──────── Material to process ────────

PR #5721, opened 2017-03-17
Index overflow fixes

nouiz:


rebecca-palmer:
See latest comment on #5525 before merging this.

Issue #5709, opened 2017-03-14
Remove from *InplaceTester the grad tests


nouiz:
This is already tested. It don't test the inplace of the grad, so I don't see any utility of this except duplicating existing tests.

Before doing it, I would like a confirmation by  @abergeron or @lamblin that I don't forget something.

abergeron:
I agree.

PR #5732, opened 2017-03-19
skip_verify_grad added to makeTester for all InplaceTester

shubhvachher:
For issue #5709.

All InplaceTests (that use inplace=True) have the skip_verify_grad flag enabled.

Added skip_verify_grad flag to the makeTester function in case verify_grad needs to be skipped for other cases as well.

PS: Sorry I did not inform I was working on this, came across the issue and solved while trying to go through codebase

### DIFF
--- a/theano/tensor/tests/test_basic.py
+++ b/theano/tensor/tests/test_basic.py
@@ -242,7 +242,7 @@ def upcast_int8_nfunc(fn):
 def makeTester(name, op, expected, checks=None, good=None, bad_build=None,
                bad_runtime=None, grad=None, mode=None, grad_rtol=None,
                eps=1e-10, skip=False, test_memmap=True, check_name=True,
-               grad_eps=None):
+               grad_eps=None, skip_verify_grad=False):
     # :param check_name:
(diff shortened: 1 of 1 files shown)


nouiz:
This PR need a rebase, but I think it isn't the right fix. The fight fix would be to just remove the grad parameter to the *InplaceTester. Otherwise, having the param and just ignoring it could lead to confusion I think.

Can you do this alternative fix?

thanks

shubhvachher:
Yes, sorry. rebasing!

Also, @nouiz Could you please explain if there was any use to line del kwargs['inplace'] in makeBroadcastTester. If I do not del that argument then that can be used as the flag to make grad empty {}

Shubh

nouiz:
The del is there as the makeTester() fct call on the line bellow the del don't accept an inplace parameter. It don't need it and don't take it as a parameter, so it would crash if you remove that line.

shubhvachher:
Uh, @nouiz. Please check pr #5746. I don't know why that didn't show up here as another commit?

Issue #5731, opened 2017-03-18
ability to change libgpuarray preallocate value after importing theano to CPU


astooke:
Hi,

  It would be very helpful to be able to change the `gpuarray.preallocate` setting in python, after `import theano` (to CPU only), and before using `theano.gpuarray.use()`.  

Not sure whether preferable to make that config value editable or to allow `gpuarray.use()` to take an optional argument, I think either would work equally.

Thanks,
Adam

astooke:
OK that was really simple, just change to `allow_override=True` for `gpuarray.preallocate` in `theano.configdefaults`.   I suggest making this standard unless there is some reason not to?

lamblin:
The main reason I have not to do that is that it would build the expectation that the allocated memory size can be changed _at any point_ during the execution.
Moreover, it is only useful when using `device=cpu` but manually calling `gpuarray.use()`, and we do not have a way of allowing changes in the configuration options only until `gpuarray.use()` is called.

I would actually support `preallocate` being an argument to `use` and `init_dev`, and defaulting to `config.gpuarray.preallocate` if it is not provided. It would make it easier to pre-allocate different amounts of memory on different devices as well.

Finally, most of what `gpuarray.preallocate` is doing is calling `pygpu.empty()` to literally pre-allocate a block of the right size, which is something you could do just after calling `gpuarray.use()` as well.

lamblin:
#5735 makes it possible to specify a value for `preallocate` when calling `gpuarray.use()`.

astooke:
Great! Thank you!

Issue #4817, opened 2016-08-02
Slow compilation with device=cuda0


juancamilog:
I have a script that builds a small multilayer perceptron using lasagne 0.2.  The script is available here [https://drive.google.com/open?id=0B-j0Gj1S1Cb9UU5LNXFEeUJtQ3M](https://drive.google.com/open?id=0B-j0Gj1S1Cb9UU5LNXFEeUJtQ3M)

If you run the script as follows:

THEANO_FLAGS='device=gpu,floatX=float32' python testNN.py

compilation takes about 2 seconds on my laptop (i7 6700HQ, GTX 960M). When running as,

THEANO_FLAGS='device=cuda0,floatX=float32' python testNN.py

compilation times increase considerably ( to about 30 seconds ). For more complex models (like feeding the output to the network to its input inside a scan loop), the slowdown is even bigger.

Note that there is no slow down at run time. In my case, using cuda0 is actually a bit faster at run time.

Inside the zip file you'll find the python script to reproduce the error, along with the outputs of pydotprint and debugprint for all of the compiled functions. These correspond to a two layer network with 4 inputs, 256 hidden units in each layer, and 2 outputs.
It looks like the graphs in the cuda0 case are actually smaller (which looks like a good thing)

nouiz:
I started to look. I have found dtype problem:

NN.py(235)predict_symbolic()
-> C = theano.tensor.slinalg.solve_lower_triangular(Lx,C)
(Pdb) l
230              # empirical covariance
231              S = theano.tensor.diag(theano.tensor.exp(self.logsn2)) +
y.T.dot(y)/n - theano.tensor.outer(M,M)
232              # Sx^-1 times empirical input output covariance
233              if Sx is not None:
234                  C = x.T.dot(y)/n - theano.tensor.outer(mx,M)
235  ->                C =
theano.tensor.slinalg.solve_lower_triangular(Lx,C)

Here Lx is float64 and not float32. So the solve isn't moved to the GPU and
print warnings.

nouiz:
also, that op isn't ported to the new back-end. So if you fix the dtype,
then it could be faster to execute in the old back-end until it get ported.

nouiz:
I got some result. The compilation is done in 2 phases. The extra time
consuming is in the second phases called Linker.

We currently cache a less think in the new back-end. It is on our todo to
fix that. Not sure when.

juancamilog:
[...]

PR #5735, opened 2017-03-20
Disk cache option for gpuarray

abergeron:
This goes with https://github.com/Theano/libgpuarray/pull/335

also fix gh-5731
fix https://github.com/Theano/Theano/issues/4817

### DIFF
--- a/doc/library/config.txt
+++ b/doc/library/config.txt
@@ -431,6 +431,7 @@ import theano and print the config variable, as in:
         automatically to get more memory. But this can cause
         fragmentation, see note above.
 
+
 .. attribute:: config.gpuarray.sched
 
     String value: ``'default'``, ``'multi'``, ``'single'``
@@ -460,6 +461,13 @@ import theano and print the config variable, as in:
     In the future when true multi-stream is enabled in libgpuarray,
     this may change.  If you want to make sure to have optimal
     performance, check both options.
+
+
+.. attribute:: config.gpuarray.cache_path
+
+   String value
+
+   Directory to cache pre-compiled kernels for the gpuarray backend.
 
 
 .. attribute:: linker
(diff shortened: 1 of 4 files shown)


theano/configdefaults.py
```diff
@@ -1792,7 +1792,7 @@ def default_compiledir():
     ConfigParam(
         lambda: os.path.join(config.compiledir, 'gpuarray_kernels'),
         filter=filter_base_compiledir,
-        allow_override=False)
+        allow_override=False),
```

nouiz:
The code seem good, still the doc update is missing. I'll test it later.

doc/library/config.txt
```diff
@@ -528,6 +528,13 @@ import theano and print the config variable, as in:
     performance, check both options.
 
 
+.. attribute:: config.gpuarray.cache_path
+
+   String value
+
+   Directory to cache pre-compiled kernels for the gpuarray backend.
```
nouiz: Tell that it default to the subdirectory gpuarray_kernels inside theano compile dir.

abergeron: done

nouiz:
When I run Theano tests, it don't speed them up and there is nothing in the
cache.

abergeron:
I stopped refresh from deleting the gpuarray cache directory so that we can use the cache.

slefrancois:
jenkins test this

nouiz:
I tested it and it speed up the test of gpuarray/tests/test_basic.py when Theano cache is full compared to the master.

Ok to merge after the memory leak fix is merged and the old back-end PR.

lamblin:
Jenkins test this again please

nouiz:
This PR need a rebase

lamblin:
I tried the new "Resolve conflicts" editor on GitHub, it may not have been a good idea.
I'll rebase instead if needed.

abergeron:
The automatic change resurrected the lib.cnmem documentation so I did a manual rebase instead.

────────

If a line holds the string "doing", it counts; please state how many such lines there are in the data, with nothing more.

Solved problem >> 2